André ABBAL envoie jusqu’en 1913 des modelages. Mais, cette année là, renouant avec ses affinités - la tradition de l’art médiéval italien et l’art roman français - il présente "Le Génie luttant", une œuvre directement taillée dans la pierre. Elle soulève, par sa nouveauté, de vives réactions et révolte certains sculpteurs officiels.

Il le fera avec succès car, dès 1919, il est reconnu comme "L’Apôtre de la Taille Directe". Pourtant, lorsqu’en 1922, Emmanuel de Thubert, directeur de la revue "La Douce France", souhaite promouvoir le groupe de la Taille directe et lui demande d’en être le meneur officiel, il refuse. La scène parisienne ne l’intéresse pas. Depuis son mariage, en 1921, il vit davantage à Carbonne, proche de Toulouse, qu’à Paris. Il y trouve ses sujets de prédilection : oiseaux, enfance, monde rural.

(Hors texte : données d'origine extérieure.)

PR #251, opened 2016-05-19
Fix disappearing image

chloepouprom:
@lemieux @liyefei737 @Mario54 @alavers @jugarrit 

This fixes the multiple image upload bug from https://trello.com/c/Ouf8Hy8L/3212-web-sdk-when-uploading-multiple-images-at-the-same-time-some-are-hidden-until-upload-is-successful

- A REPLACE_MESSAGE action is used instead.
- The SET_CONVERSATION action now merges messages from the store and from the response to ensure that no messages are lost.
- Unit tests were added for the Conversation Reducer.

### DIFF
--- a/src/js/reducers/conversation-reducer.js
+++ b/src/js/reducers/conversation-reducer.js
@@ -6,22 +6,22 @@ const INITIAL_STATE = {
     unreadCount: 0
 };
 
-const sortMessages = (messages) => messages.sort((a, b) => {
+const sortMessages = (messages) => messages.sort((messageA, messageB) => {
     // received is undefined when it's the temp message from the user
-    if (!a.received && !b.received) {
+    if (!messageA.received && !messageB.received) {
         // `_tempSent` is a local only prop
-        return a._tempSent - b._tempSent;
+        return messageA._tempSent - messageB._tempSent;
     }
 
-    if (!a.received) {
+    if (!messageA.received) {
         return 1;
     }
 
-    if (!b.received) {
+    if (!messageB.received) {
         return -1;
     }
 
-    return a.received - b.received;
+    return messageA.received - messageB.received;
 });
 
 const addMessage = (messages, message) => {
@@ -47,18 +47,18 @@ const replaceMessage = (messages, query, newMessage) => {
     return [...messages.slice(0, index), newMessage, ...messages.slice(index + 1)];
 };
 
-const isEqual = (a, b) => {
-    if (a._id && b._id && a._id === b._id) {
+const isEqual = (messageA, messageB) => {
+    if (messageA._id && messageB._id && messageA._id === messageB._id) {
         return true;
     }
 
-    if (!a._id || !b._id) {
-        if (a.role === b.role) {
-            if (a.text && b.text && a.text === b.text) {
+    if (!messageA._id || !messageB._id) {
+        if (messageA.role === messageB.role) {
+            if (messageA.text && messageB.text && messageA.text === messageB.text) {
                 return true;
             }
 
-            if (a.mediaType === b.mediaType && a.mediaUrl === b.mediaUrl) {
+            if (messageA.mediaType === messageB.mediaType && messageA.mediaUrl === messageB.mediaUrl) {
                 return true;
             }
         }
@@ -67,14 +67,14 @@ const isEqual = (a, b) => {
     return false;
 };
 
-const mergeMessages = (a, b) => {
+const mergeMessages = (messagesA, messagesB) => {
     // concat will make a union out of both arrays
-    return removeDuplicates(a.concat(b));
+    return removeDuplicates(messagesA.concat(messagesB));
 };
 
-const removeDuplicates = (array) => {
+const removeDuplicates = (messages) => {
     // reduce will return a new array, the function used in the reduction strips out duplicates
-    return array.reduce((filteredMessages, nextMessage) => {
+    return messages.reduce((filteredMessages, nextMessage) => {
         const message = filteredMessages.find((m) => isEqual(m, nextMessage));
         if (message) {
             return filteredMessages;
--- a/src/js/reducers/conversation-reducer.js
+++ b/src/js/reducers/conversation-reducer.js
@@ -48,11 +48,11 @@ const replaceMessage = (messages, query, newMessage) => {
 };
 
 const isEqual = (messageA, messageB) => {
-    if (messageA._id && messageB._id && messageA._id === messageB._id) {
+    if (messageA._id && messageB._tempId && messageA._id === messageB._tempId) {
         return true;
     }
 
-    if (!messageA._id || !messageB._id) {
+    if (!messageA._id || !messageB._tempId) {
         if (messageA.role === messageB.role) {
             if (messageA.text && messageB.text && messageA.text === messageB.text) {
                 return true;
--- a/src/js/reducers/conversation-reducer.js
+++ b/src/js/reducers/conversation-reducer.js
@@ -69,8 +69,12 @@ const isEqual = (a, b) => {
 
 const mergeMessages = (a, b) => {
     // concat will make a union out of both arrays
+    return removeDuplicates(a.concat(b));
+};
+
+const removeDuplicates = (array) => {
     // reduce will return a new array, the function used in the reduction strips out duplicates
-    return a.concat(b).reduce((filteredMessages, nextMessage) => {
+    return array.reduce((filteredMessages, nextMessage) => {
         const message = filteredMessages.find((m) => isEqual(m, nextMessage));
         if (message) {
             return filteredMessages;
@@ -78,7 +82,6 @@ const mergeMessages = (a, b) => {
         return [...filteredMessages, nextMessage];
     }, []);
 };
-
 
 export function ConversationReducer(state = INITIAL_STATE, action) {
     switch (action.type) {
--- a/src/js/reducers/conversation-reducer.js
+++ b/src/js/reducers/conversation-reducer.js
@@ -44,15 +44,7 @@ const replaceMessage = (messages, query, newMessage) => {
     }
 
     const index = messages.indexOf(existingMessage);
-
-    // get rid of duplicate values
-    return [...messages.slice(0, index), newMessage, ...messages.slice(index + 1)].reduce((filteredMessages, nextMessage) => {
-        const message = filteredMessages.find((m) => isEqual(m, nextMessage));
-        if (message) {
-            return filteredMessages;
-        }
-        return [...filteredMessages, nextMessage];
-    }, []);
+    return [...messages.slice(0, index), newMessage, ...messages.slice(index + 1)];
 };
 
 const isEqual = (a, b) => {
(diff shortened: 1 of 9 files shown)


src/js/services/conversation-service.js
```diff
@@ -43,12 +43,11 @@ export function sendChain(sendFn) {
...
     return sendChain(() => {
-        // add an id just to please React
-        // this message will be replaced by the real one on the server response
         const message = {
-            _id: Math.random(),
             role: 'appUser',
-            text
+            text,
+            _tempId: Math.random(),
+            sent: new Date()
```
lemieux: prefix `sent` with an underscore so we know it's local

lemieux: which makes me think that `_id` is confusing because it's not local... idk what the convention should be... nothing? double-underscores?

lemieux:
I'm wondering if all these array manipulations will be efficient with a long conversation :/

lemieux:
I can't really :+1: since I wrote half of it, but I approve the tests :)

src/js/services/conversation-service.js
```diff
@@ -95,13 +97,16 @@ export function uploadImage(file) {
...
             }).then((response) => {
-                store.dispatch(setConversation(response.conversation));
+                store.dispatch(replaceMessage({
+                    _tempId: message._tempId
+                }, response.message));
                 observable.trigger('message:sent', response.message);
                 return response;
-            }).catch(() => {
+            }).catch((err) => {
+                console.log(err);
```
Mario54: Forgot to remove this console.log?

src/js/reducers/conversation-reducer.js
```diff
@@ -36,22 +34,80 @@ const addMessage = (messages, message) => {
...
+const replaceMessage = (messages, query, newMessage) => {
+    const existingMessage = messages.find((message) => matchMessage(message, query));
+    if (!existingMessage) {
+        return messages;
+    }
+
+    const index = messages.indexOf(existingMessage);
+
+    // get rid of duplicate values
+    return [...messages.slice(0, index), newMessage, ...messages.slice(index + 1)].reduce((filteredMessages, nextMessage) => {
```
Mario54: This line is a bit long, putting `.reduce(...)` on the next line would improve readability

src/js/reducers/conversation-reducer.js
```diff
@@ -36,22 +34,80 @@ const addMessage = (messages, message) => {
...
+
+const replaceMessage = (messages, query, newMessage) => {
+    const existingMessage = messages.find((message) => matchMessage(message, query));
+    if (!existingMessage) {
+        return messages;
+    }
+
+    const index = messages.indexOf(existingMessage);
+
+    // get rid of duplicate values
```
Mario54: In what case can there be a duplicate value?

src/js/reducers/conversation-reducer.js
```diff
@@ -36,22 +34,80 @@ const addMessage = (messages, message) => {
...
+        }
+    }
+
+    return false;
+};
+
+const mergeMessages = (a, b) => {
+    // concat will make a union out of both arrays
+    // reduce will return a new array, the function used in the reduction strips out duplicates
+    return a.concat(b).reduce((filteredMessages, nextMessage) => {
```
Mario54: You can probably extract a `removeDuplicates` function since you duplicated the logic to remove duplicates (line 49) 😛

src/js/services/conversation-service.js
Mario54: That is a bit confusing. Or maybe call it `_tempSent` like `_tempId`?

src/js/reducers/conversation-reducer.js
chloepouprom: The duplicate values showed up after an image had uploaded

lemieux: the duplication removal logical should happen where you merge the two arrays, not where you replace a message

src/js/reducers/conversation-reducer.js
chloepouprom: Hmm, this is only ever used in the context of the `reduce` though. Might be confusing if it's moved outside? @lemieux

lemieux: I see what @Mario54 is saying, I just think that it shouldn't be necessary to remove duplicate when replacing a message. There's no reason duplicated entry should be there.

However, you could extract the duplication removal logic in its own function 
```
const removeDuplicates = (array) => {
    return array.reduce(....);
```
and then do `return removeDuplicates(a.concat(b))`

Mario54: You could do `removeDuplicates(a.concat(b));` and the body of removeDuplicates would be the `reduce(...)`

```js
function removeDuplicates(messages) {
    messages.reduce((filteredMessages, nextMessage) => {
        ...
    });
}
```

Mario54:
👍

src/js/reducers/conversation-reducer.js
```diff
@@ -36,22 +34,75 @@ const addMessage = (messages, message) => {
...
+    const existingMessage = messages.find((message) => matchMessage(message, query));
+    if (!existingMessage) {
+        return messages;
+    }
+
+    const index = messages.indexOf(existingMessage);
+    return [...messages.slice(0, index), newMessage, ...messages.slice(index + 1)];
+};
+
+const isEqual = (a, b) => {
```
jugarrit: nit: could we call these messageA and messageB?

src/js/reducers/conversation-reducer.js
```diff
@@ -36,22 +34,75 @@ const addMessage = (messages, message) => {
...
+            if (a.mediaType === b.mediaType && a.mediaUrl === b.mediaUrl) {
+                return true;
+            }
+        }
+    }
+
+    return false;
+};
+
+const mergeMessages = (a, b) => {
```
jugarrit: same here

src/js/reducers/conversation-reducer.js
```diff
@@ -36,22 +34,75 @@ const addMessage = (messages, message) => {
...
+    // concat will make a union out of both arrays
+    return removeDuplicates(a.concat(b));
+};
+
+const removeDuplicates = (array) => {
```
jugarrit: Can we call this messages?

jugarrit:
Wow interns taking the tough bugs :P
👍

src/js/reducers/conversation-reducer.js
alavers: replaceMessage already checks if the message is there or not before it proceeds. Do we need this ~O(n^2) removeDuplicates check?

src/js/reducers/conversation-reducer.js
```diff
@@ -36,22 +34,75 @@ const addMessage = (messages, message) => {
...
+
+    return false;
+};
+
+const mergeMessages = (messagesA, messagesB) => {
+    // concat will make a union out of both arrays
+    return removeDuplicates(messagesA.concat(messagesB));
+};
+
+const removeDuplicates = (messages) => {
```
alavers: `replaceMessage` already checks if the message is there before proceeding. Do we need this O(n^2) remove duplicates function?

src/js/reducers/conversation-reducer.js
```diff
@@ -36,22 +34,75 @@ const addMessage = (messages, message) => {
...
-                messages: sortMessages(action.conversation.messages)
+                messages: sortMessages(mergeMessages(state.messages, action.conversation.messages))
             });
         case ConversationActions.ADD_MESSAGE:
             return Object.assign({}, state, {
                 messages: addMessage(state.messages, action.message)
             });
+        case ConversationActions.REPLACE_MESSAGE:
+            return Object.assign({}, state, {
+                messages: removeDuplicates(replaceMessage(state.messages, action.queryProps, action.message))
```
lemieux: why do we need to do `removeDuplicates` here? (just echoing what @alavers said on an outdated diff)

src/js/reducers/conversation-reducer.js
alavers: also if you're worried about the function's efficiency then implement an object hash function for messages. Eg concat the id, role, text media type together and hash it. Then your remove duplicates can be O(n)

lemieux: Yeah I'm a bit worried about the efficiency of all of this, maybe we should do that.

chloepouprom: mergeMessages gets called without replaceMessages during the SET_CONVERSATION action

src/js/reducers/conversation-reducer.js
chloepouprom: Image upload works in 3 steps:
- ADD_MESSAGE of the "sending" image [1]
- ADD_MESSAGE of the "received" image [2]
- REPLACE_MESSAGE of the "sending" by a different "received" [3]
This video makes it more clear: https://www.dropbox.com/s/vw6lcx86ddj0ri5/uplading_image.mov?dl=0

I added the removeDuplicates because I would end up with two copies of the "received" image.

Although, it might be worthwhile to re-visit the replaceMessage logic.

lemieux: why are we doing the second ADD_MESSAGE?

chloepouprom: Second ADD_MESSAGE is coming from here: https://github.com/smooch/smooch-js/blob/integration/src/js/utils/faye.js#L41

alavers: It might be simpler to change `addMessage` and have it look for any messages that need replacing, and just replace them then and there.

Then we just get rid of REPLACE_MESSAGE. Does that work @chloepouprom & @lemieux ?

chloepouprom:
I added all the changes as discussed @mspensieri @lemieux @alavers @jugarrit 
screen shot 2016-05-20 at 2 56 11 pm

src/js/reducers/conversation-reducer.js
```diff
@@ -36,22 +34,79 @@ const addMessage = (messages, message) => {
...
+};
+
+const mergeMessages = (messagesA, messagesB) => {
+    // concat will make a union out of both arrays
+    return removeDuplicates(messagesA.concat(messagesB));
+};
+
+const removeDuplicates = (messages) => {
+    let messagesNoDuplicates = [];
+    let messagesHash = {};
```
lemieux: I think you could just use an array here.

src/js/utils/faye.js
```diff
@@ -38,7 +39,9 @@ export function initFaye() {
         });
 
         return faye.subscribe(`/v1/conversations/${state.conversation._id}`, (message) => {
-            store.dispatch(addMessage(message));
+            if (!message.source.id || message.source.id !== getDeviceId()) {
```
lemieux: I don't think you need to check for `message.source.id` since it should be different than the device id anyway

lemieux:
now I'm :+1: this ! great job!

src/js/reducers/conversation-reducer.js
chloepouprom: Using an object will be more efficient (especially for larger conversations), since lookup doesn't require going through every element.

alavers: 👍

alavers:
👍

src/js/reducers/conversation-reducer.js
lemieux: then you probably don't need to assign a value to that key in the object /shrug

En dehors des Salons, André ABBAl. expose peu. En 1936, il réunit des sculptures et des dessins à la Villa Brune, son atelier parisien. Le critique Louis Vauxcelles, dont les écrits font alors autorité, signe le catalogue.

En 1937, l’Etat lui commande la réalisation de trois œuvres pour l’Exposition Internationale : "La Moissonneuse", pour l’exposition "Chefs d’œuvres de l’Art Français" au Palais de Tokyo (futur Musée d’art moderne) ; "Le Labour", pour l’entrée du Pavillon Languedoc-Roussillon ; "La Sculpture", bas relief pour la façade du Palais de Chaillot. L’année 1937 confirme le succès de son combat et l’en récompense. Il participe aux deux plus grandes expositions de l’année, aux cotés de Bonnard, Duffy, Modigliani, Picasso et Rodin. Installé définitivement à Carbonne, il continue à recevoir des commandes importantes ( " Le Centaure ", " La Femme sur le Bœuf ").

Son influence, à la fois pour la valeur de son œuvre et pour sa faculté de théoricien, reste considérable.